[Stored items]

───

PR #5712, opened 2026-09-09
Check the focus status when pushing sensors

### LINKED ISSUE #5711: Focus binary sensor stays on for hours after the Focus ends since 2026.9.0

Model Name: iPhone 17 Pro Max (iPhone18,2); also reproduced on a second phone, iPhone 17 Pro (iPhone18,1)
Software Version: iOS 26.6.1 (both phones)
App version: 2026.9.0 (2026.2874) (both phones)

2026.9.1

**Describe the bug**

Since updating to 2026.9.0, `binary_sensor.<device>_focus` sometimes stays `on` for the whole day after the Sleep Focus has ended, and no later sensor update corrects it — not background fetches, not location-triggered updates, not even launching the app.

Two occurrences in one week, on two different phones:

- Phone A: sensor `on` from 2026-09-08 00:29 until 19:02 local (18.6 h). In that window HA received 55 sensor update batches from the phone (Background Fetch, Signaled, Significant Location Change, Geographic Region, App Shortcut, Watch Context, and three `Launch` updates at 11:15, 11:32 and 17:41). Every one of them reported the Focus sensor as `on`. The phone was not in any Focus during the day.
- Phone B: sensor `on` from 2026-09-06 22:08 until 2026-09-08 00:03 (26 h), through roughly 40 update batches on 09-07, again including three `Launch` updates.

Before the update, the same two phones had flipped the sensor `on` at bedtime and `off` between 07:00 and 09:30 every single day of the previous two weeks, never longer than about 11 h `on`.

Both Focuses are scheduled Sleep Focuses whose status is shared with the app (the sensor does go `on` when they start, so the push at Focus start arrives). No Focus Filter is configured, so `sensor.focus_name` does not exist on these phones.

**To Reproduce**

1. Have a scheduled Sleep Focus with its status shared with the Home Assistant app; Focus sensor enabled.
2. Let the Focus start (sensor goes `on`) and end in the morning with the app not in the foreground.
3. On some mornings the `off` never arrives: the sensor stays `on` through every subsequent update, including opening the app.

It is not deterministic — it depends on iOS not delivering the "Focus ended" status to the app. On our phones it happened on 2 of 7 nights.

**Expected behavior**

The sensor goes `off` no later than the next sensor update after the Focus ends, as it did on the previous builds.

**Additional context**

I believe this is a side effect of #5471 (shipped in 2026.9.0). Before it, `FocusSensor` read `Current.focusStatus.status()`, which in the app process asks `INFocusStatusCenter.default.focusStatus` live on every sensor update, so a missed "ended" push was corrected at the next background fetch. Since #5471, `FocusSensor.sensors()` reads `FocusReport.current()`, and at `release/2026.9.0` that resolves the binary as

```swift
isFocused = receivedStatus?.isFocused ?? liveIsFocused()
```

i.e. the last status iOS pushed wins, and iOS is only asked live when nothing was ever pushed. Combined with what @bgoncal noted in #5467 ("iOS only wakes the app when a focus starts, never when it ends, so realtime is not guaranteed in case you turn off all focuses"), a lost "ended" push now sticks until the next push iOS happens to deliver — in our case the next evening's Focus start. The #5471 notes say "The `focus` binary sensor is unchanged", but its read path did change from live to cached.

Possible fix: a pushed status that says a Focus is running proves that this Focus's status is shared with the app, so the live `INFocusStatusCenter` query is trustworthy for it. When the stored status is `true` and the live query in the app process answers `false`, treat the Focus as ended (this keeps the #5592 behaviour for Focuses iOS cannot see, where the stored status would never have been `true`). Checking at least on app launch / foreground would already have cleared both occurrences above.

Happy to provide the full sensor history export for both phones.

g3rv4:
## AI Policy

## Summary

Since #5471 the `focus` binary sensor reports the last Focus status iOS pushed to the app and only asks `INFocusStatusCenter` when nothing was ever pushed. iOS wakes the app when a Focus starts but not reliably when one ends, so when the "ended" push does not arrive the sensor stays `on` through every later sensor update, including app launches — on two phones here it sat `on` for 18 h and 26 h after a Sleep Focus ended (#5711).

A pushed "running" only ever describes a Focus whose status the user shares with the app, and for such a Focus the live query answers truthfully. So `FocusReport` now asks iOS on every report and, when the stored status says a Focus is running but iOS says nothing is, treats the Focus as ended — provided the stored status is older than the existing switch grace period, so the tail of a Focus switch is still read as a switch. Everything else is unchanged: a pushed `false` still wins for Focuses iOS cannot see, the Focus Filter path still stands on its own, and in app extensions the "live" query is the received status itself, so nothing changes there.

Fixes #5711

## Screenshots

No UI changes.

Documentation: home-assistant/companion.home-assistant# N/A

## Any other notes

The live query is now made on every report rather than only as a fallback; it is a local `INFocusStatusCenter` read. The Focus Filter branch deliberately keeps its current behaviour (#5592): a named filter run that nothing ended stays `on` even if the live query says otherwise, because that branch also covers Focuses whose status is not shared.


g3rv4:
I suspect what failed was a flaky test, and merged `main` into the branch hoping https://github.com/home-assistant/iOS/commit/efb087b245417e266b79cc7b701d3db17ea2fd05 fixes it

Sources/Shared/Environment/FocusReport.swift
```diff
@@ -41,14 +42,25 @@ public struct FocusReport: Equatable {
         // Falling back to `name` covers state persisted before `lastKnownName` existed.
         let lastKnownName = filterState?.lastKnownName ?? filterState?.name
 
+        let liveStatus = liveIsFocused()
+
         let isFocused: Bool?
         if let filterState, filterState.name?.isEmpty == false,
```
bgoncal:
```suggestion
        if let filterState, !filterState.name?.isEmpty,
```

Sources/Shared/Environment/FocusReport.swift
```diff
@@ -41,14 +42,25 @@ public struct FocusReport: Equatable {
...
            !hasEnded(filterState: filterState, receivedStatus: receivedStatus) {
             // A filter only runs with a name when a Focus starts — the nil-name run iOS makes on
             // deactivation must not count — and nothing has told us it ended since.
             isFocused = true
+        } else if let receivedStatus, receivedStatus.isFocused == true, liveStatus == false,
```
bgoncal:
```suggestion
        } else if let receivedStatus, receivedStatus.isFocused, !liveStatus,
```

Sources/Shared/Environment/FocusReport.swift
```diff
@@ -41,14 +42,25 @@ public struct FocusReport: Equatable {
...
+                  Current.date().timeIntervalSince(receivedStatus.date) > switchGracePeriod {
+            // iOS wakes us when a Focus starts but not reliably when one ends, so the "ended" push
+            // can simply never arrive and the last push would stand until the next Focus starts.
+            // A pushed "running" only ever describes a Focus whose status the user shares, which
+            // is the one case where asking iOS directly answers truthfully — so once that push has
+            // had the switch window to settle, a live "nothing is running" is the ending we were
+            // never told about.
+            isFocused = false
```
bgoncal: If the goal is "Always rely on iOS focus state (not focus name) live information" you can comment that directly, it makes sense alone without the rest of the explanation, it is also the more correct approach indeed, if we ask iOS "Hey is the focus in use?", whatever it replies should be the source of truth, if it replies incorrectly then it's an iOS bug

Tests/Shared/Sensors/FocusSensor.test.swift
```diff
@@ -140,6 +144,28 @@ class FocusSensorTests: XCTestCase {
         XCTAssertEqual(focusSensor.State as? Bool, false)
     }
 
+    /// The bug behind #5711: iOS wakes us when a Focus starts but not reliably when one ends, so
+    /// a pushed "running" whose "ended" push never came stood until the next Focus started. iOS
+    /// only pushes "running" for a Focus whose status the user shares, so the live status is
+    /// truthful for it — but inside the switch window it can still describe the Focus that just
+    /// ended, so the push has to be older than that window before a live "not focused" ends it.
+    func testStaleReceivedRunningEndsOnceTheLiveStatusSaysNotFocused() throws {
```
bgoncal, line 152: Not sure how I feel about documenting fixes in test headers, but let's keep it for now, something for me to reflect on

bgoncal (changes requested):
Thank you for looking into this, just minor comments, also, were you able to test this solution for a reasonable period of time? Focus reporting has presented itself a bit unreliable in iOS reporting system

g3rv4:
> Thank you for looking into this, just minor comments, also, were you able to test this solution for a reasonable period of time? Focus reporting has presented itself a bit unreliable in iOS reporting system

I haven't tested it. I don't have an Apple dev account, and my personal account can't build it because the app uses capabilities that aren't available for personal accounts:

image


I trust your experience with the iOS focus reporting limitations, I'm happy to close this PR and rely on an shortcut automation to keep tabs of my focus state if you'd prefer to go that route.

bgoncal:
The PR is not bad, I was jus curious if you were able to confirm the implementation, check our readme file on how to setup your xcode for your account, you can also remove some features that require entitlement and then it will build to your own device, I will test it myself of course in parallel.

g3rv4:
> The PR is not bad, I was jus curious if you were able to confirm the implementation, check our readme file on how to setup your xcode for your account, you can also remove some features that require entitlement and then it will build to your own device, I will test it myself of course in parallel.

I can remove the entitlements, but from [here](https://developer.apple.com/documentation/UserNotifications/handling-communication-notifications-and-focus-status-updates), it seems like I need the Communication Notifications capability, which I can't sign for.

Would you be able to do a testflight build? I'd be happy to run that on both devices to validate it works as expected.

bgoncal (approved):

───

§ **Activity**
If a line in the records above contains the string "reliably", copy that line out.

§ **Result of the task**
Since #5471 the `focus` binary sensor reports the last Focus status iOS pushed to the app and only asks `INFocusStatusCenter` when nothing was ever pushed. iOS wakes the app when a Focus starts but not reliably when one ends, so when the "ended" push does not arrive the sensor stays `on` through every later sensor update, including app launches — on two phones here it sat `on` for 18 h and 26 h after a Sleep Focus ended (#5711).
+            // iOS wakes us when a Focus starts but not reliably when one ends, so the "ended" push
+    /// The bug behind #5711: iOS wakes us when a Focus starts but not reliably when one ends, so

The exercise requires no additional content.